ENTRIES SUPPLIED -
Issue #1584, opened 2022-06-15
Skip pinned posts


hardestus:
When "--fast-update" is used and the first post is already downloaded, the process stops. Sometimes, the first post is not the most recent one since instagram allows about three posts to be pinned.

The downloading process should continue, even if the pinned posts are downloaded, until it finds an already-downloaded regular post.

Otherwise, you could miss some posts thinking you are up to date. In that case, you will need to omit "--fast-update" option and download all posts whenever you think you missed some.

Thanks

nzec:
Related to #1582

Issue #1582, opened 2022-06-14
Make the ordering of the returned iterator of 'Profile.get_posts()' be chronological


1155159410:
About a week ago, Instagram announced a new function, _'Pin to profile'_. (reference: https://twitter.com/instagram/status/1534227704802729985)

Before this function was announced, the returned iterator of `Profile.get_posts()` is always in chronological order (from most recent to oldest). But now, if there are pinned posts in the profile, the iterator will no longer always be in chronological order.

Chronological ordering is helpful when we want to update the downloaded profile. We can stop iterating when the post's date is earlier than the latest downloaded one. For example:
```
latest_date_local = datetime.fromisoformat("2022-06-11T18:09:22+08:00")  # assume this datetime is the datetime of newest downloaded post
posts = instaloader.Profile(instaloader_.context, "username").get_posts()
for post in posts:
    if post.date_local <= latest_date_local:
        break  # stop iterating
    else:
        ... # download the post
```
But the above implementation way does not work now since the iterator may not be in chronological order (when there are pinned posts in the profile).

There is an easy way to order the `Post` nodes chronologically, but the overhead is really large. When there are many posts in the profile, it costs lots of time, and easily causes `'Too Many Requests'` errors. Here is the implementation way:
```
posts = instaloader.Profile(instaloader_.context, "username").get_posts()
posts = sorted(posts, key=lambda _: _.date_local, reverse=True)
```
Therefore, I would like to ask, if there is any better way to solve the _posts pinning problem_, that causes the returned iterator of `Profile.get_posts()` not be in chronological order.

1155159410:
> Is there anything in the post json that indicates it's a pinned post? If so, pinned posts could be ignored in the `post.date_local <= latest_date_local` comparison.

I have tried to use `get_json_structure()` to inspect the json of `Profile` and `Post`, to find sth like `num_of_pinned_posts` (profile class) or `is_pinned` (post class). But seems there is no such related key.

May I suggest adding _class property_ such as, `pinned_count: int` in `Profile` class or `is_pinned: bool` in `Post` class if feasible.

hardestus:
> Is there anything in the post json that indicates it's a pinned post? If so, pinned posts could be ignored in the `post.date_local <= latest_date_local` comparison.

Yes. "pinned_for_users" contains the user's details if the post is pinned and it is empty if not.

1155159410:
[...]

PR #1586, opened 2022-06-15
Handle pinned posts with --fast-update and --latest-stamps

ekalin:
IG now allows posts to be pinned, and they are return first by `Profile.get_posts()`. This makes `--fast-update` and `--latest-stamp` stop too early (as the first post is considered already downloaded) and posts newer than the pinned post are not downloaded. See #1582 and #1584.

- **The completeness of this change**: It's complete, hopefully
- **Is it just a proof of concept?**: No
- **Is the documentation updated (if appropriate)?** I think no changes are necessary
- **Do you consider it ready to be merged or is it a draft?**: Implementation is complete, but further tests would be useful
- **Can we help you at some point?** Yes

The ideal solution would be to return pinned posts in their proper chronological order. This would require storing pinned posts in a "pending" list and add some logic in the `__next__` function to return either a real post or one of the pinned posts according to the post time. But this would require saving (and restoring) a lot more state when the process is interrupted.

Instead I'm thinking of just treating pinned posts differently:
* With `--fast-update`, pinned posts are not considered when deciding whether to stop downloading. They'll be skipped because they already exist, but download will only stop when reaching a regular post that has been downloaded.
* Similarly, with `--latest-stamps`, pinned posts will be skipped if older than the latest saved post, but downloads continue and only stop when a regular post that is older than the last saved post is reached.

### DIFF
--- a/instaloader/nodeiterator.py
+++ b/instaloader/nodeiterator.py
@@ -129,7 +129,9 @@ class NodeIterator(Iterator[T]):
                 raise
             item = self._node_wrapper(node)
             if self._first_node is None:
-                self._first_node = node
+                pinned = 'pinned_for_users' in node and bool(node['pinned_for_users'])
+                if not pinned:
+                    self._first_node = node
             return item
         if self._data['page_info']['has_next_page']:
             query_response = self._query(self._data['page_info']['end_cursor'])
--- a/instaloader/nodeiterator.py
+++ b/instaloader/nodeiterator.py
@@ -179,7 +179,7 @@ class NodeIterator(Iterator[T]):
         function as the `is_first` parameter when creating the class.
 
         .. versionadded:: 4.8
-        .. versionchanged:: 4.10
+        .. versionchanged:: 4.9.2
            What is considered the first item can be overridden.
         """
         return self._node_wrapper(self._first_node) if self._first_node is not None else None
--- a/instaloader/nodeiterator.py
+++ b/instaloader/nodeiterator.py
@@ -76,7 +76,8 @@ class NodeIterator(Iterator[T]):
                  node_wrapper: Callable[[Dict], T],
                  query_variables: Optional[Dict[str, Any]] = None,
                  query_referer: Optional[str] = None,
-                 first_data: Optional[Dict[str, Any]] = None):
+                 first_data: Optional[Dict[str, Any]] = None,
+                 is_first: Optional[Callable[[T], bool]] = None):
         self._context = context
         self._query_hash = query_hash
         self._edge_extractor = edge_extractor
@@ -91,6 +92,7 @@ class NodeIterator(Iterator[T]):
         else:
             self._data = self._query()
         self._first_node: Optional[Dict] = None
+        self._is_first = is_first
 
     def _query(self, after: Optional[str] = None) -> Dict:
         pagination_variables = {'first': NodeIterator._graphql_page_length}  # type: Dict[str, Any]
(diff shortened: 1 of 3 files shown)


ekalin:
On further reflection, saving a list of pending posts (actually their json structures) is basically what's included in a frozen iterator, so it would increase the size of the saved iterators, but it should not require extra logic for saving/restoring, nor should it translate to more queries when resuming. But it would be nice to have confirmation from those that understand instaloader better than me.

I gues `NodeIterator.__next__` could be changed to return the pinned posts in chronological order with the following algorithm:
1. Get what IG considers the next post (what `__next__` currently does).
2. If it's a pinned post, store it in a `pending` list, and go back to 1.
3. If it's not a pinned post, and there are no pending posts, return it normally.
4. Otherwise, compare it to the newest pending post. If it's newer, return it normally.
5. If a pending post is newer, than return the pending post (removing it from the list of pending posts), and store the post obtained in 1 in the pending list.
6. If 1 returned no more posts, start returning posts from the pending list until there are no more pending posts, only then iteration ends.

The list of pending posts would be saved and restored when freezing/thawing the iterator.

Comments?

ekalin:
Naturally if there's a way (some query param, maybe?) to make IG return the posts in strict chronological order, ignoring pinning status, that would be the easiest way to solve the problem. But I'm not counting on it.

ekalin:
The changes ended up being quite simple.

For `--fast-update`, pinned posts don't cause downloads to stop. The pinned post will be checked every run but will be skipped because they're already downloaded, and downloads will stop once the first non-pinned already downloaded post is reached.

For `--latest-stamps`, pinned posts are downloaded if newer than the saved timestamp, otherwise completely ignored. Download stops once a non-pinned post older than the saved timestamp is reached. When updating the timestamp, the newest non-pinned post is considered, pinned posts are not considered.

One situation could lead to redownloads with `--latest-stamps`: if between two runs an user adds only a pinned post, the saved timestamp is not updated, and so on subsequent runs the pinned post will be downloaded again until a non-pinned post is added. But no posts should be missed and incorrectly skipped.

I believe the implementation is complete, but I didn't have many users with pinned posts to test.

instaloader/nodeiterator.py
```diff
@@ -129,7 +129,9 @@ def __next__(self) -> T:
                 raise
             item = self._node_wrapper(node)
             if self._first_node is None:
-                self._first_node = node
+                pinned = 'pinned_for_users' in node and bool(node['pinned_for_users'])
```
aandergr, line 132: I would prefer that this condition becomes a parameter of the class, such that the NodeIterator implementation does not need to know anything about the structure it is yielding.

ekalin: I introduced a callback as a parameter to the class constructor, if passed this callback is used to determine what constitutes the first item.

As a bonus, the problem that could lead to redownloads (described in https://github.com/instaloader/instaloader/pull/1586#issuecomment-1157674263) was fixed: instead of skipping pinned posts and storing the time of the first non-pinned post, the callback now can identify the newest post in the feed, pinned or not, even if it's not the first that instagram returns.

instaloader/nodeiterator.py
```diff
@@ -168,7 +174,13 @@ def first_item(self) -> Optional[T]:
         """
         If this iterator has produced any items, returns the first item produced.
 
+        It is possible to override what is considered the first item (for example, to consider the
+        newest item in case items are not in strict chronological order) by passing a callback
+        function as the `is_first` parameter when creating the class.
+
         .. versionadded:: 4.8
+        .. versionchanged:: 4.10
```
aandergr, line 182:
```suggestion
        .. versionchanged:: 4.9.2
```

instaloader/structures.py
```diff
@@ -644,6 +644,13 @@ def location(self) -> Optional[PostLocation]:
                                       loc.get('lat'), loc.get('lng'))
         return self._location
 
+    @property
+    def is_pinned(self) -> bool:
+        """True if this Post has been pinned by at least one user.
+
+        .. versionadded: 4.10"""
```
aandergr, line 651:
```suggestion
        .. versionadded: 4.9.2"""
```

aandergr (commented):
Thanks!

EXERCISE - Where does the word "example" appear in the records? Copy every line that holds it.

YOUR RESPONSE -
Chronological ordering is helpful when we want to update the downloaded profile. We can stop iterating when the post's date is earlier than the latest downloaded one. For example:
+        It is possible to override what is considered the first item (for example, to consider the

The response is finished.